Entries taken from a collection
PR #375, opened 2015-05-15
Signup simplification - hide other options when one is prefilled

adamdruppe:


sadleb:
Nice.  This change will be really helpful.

* * *

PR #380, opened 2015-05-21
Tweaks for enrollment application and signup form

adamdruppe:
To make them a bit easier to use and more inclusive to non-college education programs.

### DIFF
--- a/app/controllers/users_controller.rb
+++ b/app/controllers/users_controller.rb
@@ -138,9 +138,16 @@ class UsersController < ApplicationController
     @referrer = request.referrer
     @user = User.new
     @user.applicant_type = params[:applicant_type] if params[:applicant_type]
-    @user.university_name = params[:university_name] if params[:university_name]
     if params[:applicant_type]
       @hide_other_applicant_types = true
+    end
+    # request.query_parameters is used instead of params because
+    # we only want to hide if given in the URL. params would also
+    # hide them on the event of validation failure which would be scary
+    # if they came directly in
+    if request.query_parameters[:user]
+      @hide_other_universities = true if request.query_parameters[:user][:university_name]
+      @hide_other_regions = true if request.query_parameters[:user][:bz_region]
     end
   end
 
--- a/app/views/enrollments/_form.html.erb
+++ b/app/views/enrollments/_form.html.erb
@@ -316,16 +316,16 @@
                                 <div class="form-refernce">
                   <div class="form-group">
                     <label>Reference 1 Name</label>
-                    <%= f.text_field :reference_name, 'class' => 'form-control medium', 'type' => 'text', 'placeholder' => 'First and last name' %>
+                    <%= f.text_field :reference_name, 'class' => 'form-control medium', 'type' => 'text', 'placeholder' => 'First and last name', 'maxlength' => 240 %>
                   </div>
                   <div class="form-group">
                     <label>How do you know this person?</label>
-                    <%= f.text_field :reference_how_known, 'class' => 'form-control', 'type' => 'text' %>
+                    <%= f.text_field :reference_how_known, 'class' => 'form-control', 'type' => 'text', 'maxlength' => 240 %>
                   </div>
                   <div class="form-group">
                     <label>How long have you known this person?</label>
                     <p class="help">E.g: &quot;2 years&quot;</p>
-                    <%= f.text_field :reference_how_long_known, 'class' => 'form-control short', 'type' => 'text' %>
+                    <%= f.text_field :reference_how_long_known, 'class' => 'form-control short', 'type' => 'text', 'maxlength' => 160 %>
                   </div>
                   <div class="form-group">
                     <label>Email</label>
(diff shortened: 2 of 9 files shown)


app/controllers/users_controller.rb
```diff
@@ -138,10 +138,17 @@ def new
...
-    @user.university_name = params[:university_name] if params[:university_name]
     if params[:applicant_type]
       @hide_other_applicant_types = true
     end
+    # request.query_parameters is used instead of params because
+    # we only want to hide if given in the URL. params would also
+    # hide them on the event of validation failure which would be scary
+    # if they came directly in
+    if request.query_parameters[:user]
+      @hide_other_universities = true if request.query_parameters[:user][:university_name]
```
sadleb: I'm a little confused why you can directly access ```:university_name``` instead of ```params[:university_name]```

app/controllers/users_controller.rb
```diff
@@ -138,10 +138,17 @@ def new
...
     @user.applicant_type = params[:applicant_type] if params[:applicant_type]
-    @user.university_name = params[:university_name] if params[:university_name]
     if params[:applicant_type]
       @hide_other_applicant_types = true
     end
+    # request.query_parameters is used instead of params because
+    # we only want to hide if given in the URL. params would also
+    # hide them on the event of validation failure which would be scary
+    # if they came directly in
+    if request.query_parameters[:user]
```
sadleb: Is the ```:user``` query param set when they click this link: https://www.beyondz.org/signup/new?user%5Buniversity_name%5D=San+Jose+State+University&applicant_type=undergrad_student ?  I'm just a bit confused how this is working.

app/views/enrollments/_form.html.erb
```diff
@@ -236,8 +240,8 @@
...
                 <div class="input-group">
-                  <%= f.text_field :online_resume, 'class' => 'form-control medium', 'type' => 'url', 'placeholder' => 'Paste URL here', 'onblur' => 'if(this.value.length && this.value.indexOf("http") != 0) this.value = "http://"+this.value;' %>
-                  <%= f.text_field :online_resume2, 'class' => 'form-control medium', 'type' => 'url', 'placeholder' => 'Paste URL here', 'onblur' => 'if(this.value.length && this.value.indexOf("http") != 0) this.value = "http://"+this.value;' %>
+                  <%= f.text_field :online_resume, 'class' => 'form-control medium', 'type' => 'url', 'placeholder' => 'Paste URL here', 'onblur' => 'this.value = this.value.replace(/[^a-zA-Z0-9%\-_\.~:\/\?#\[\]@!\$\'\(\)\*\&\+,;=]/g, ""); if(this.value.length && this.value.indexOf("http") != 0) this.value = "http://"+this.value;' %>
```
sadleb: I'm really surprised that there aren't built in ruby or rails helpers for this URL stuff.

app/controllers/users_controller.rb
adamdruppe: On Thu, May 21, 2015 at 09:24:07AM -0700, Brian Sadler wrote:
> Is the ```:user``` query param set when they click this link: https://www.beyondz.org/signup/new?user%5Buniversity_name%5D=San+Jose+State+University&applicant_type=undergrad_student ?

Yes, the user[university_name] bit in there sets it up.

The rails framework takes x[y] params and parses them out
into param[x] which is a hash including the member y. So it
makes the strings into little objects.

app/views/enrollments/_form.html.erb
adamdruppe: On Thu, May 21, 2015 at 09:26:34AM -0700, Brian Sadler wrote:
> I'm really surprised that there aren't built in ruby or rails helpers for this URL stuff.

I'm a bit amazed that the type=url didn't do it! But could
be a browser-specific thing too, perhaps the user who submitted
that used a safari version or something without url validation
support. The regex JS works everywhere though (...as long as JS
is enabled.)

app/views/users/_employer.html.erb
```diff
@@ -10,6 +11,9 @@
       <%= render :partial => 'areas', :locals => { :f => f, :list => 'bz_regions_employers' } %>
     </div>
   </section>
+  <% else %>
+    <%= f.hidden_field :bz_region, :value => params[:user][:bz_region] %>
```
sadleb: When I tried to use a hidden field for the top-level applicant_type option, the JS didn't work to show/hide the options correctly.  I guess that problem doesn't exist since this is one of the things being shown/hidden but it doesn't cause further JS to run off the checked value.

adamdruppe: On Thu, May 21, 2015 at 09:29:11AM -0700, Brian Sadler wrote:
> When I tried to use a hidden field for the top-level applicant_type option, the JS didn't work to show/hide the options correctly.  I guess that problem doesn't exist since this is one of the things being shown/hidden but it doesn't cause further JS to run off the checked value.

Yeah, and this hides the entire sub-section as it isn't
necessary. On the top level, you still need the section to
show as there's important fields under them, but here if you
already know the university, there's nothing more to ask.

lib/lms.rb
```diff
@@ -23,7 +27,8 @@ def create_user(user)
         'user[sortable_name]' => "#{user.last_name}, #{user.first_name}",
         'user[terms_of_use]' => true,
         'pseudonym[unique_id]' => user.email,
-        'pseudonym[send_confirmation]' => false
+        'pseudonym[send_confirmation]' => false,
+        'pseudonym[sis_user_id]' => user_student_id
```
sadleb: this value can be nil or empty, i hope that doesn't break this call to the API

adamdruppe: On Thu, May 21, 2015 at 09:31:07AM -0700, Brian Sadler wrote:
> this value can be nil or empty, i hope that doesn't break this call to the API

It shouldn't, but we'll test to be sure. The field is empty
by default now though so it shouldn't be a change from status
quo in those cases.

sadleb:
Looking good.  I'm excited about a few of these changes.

▸ **REQUIREMENT**
Count every line of the records that includes "correctly", and give that number with no other words.

▸ **RESULT**
2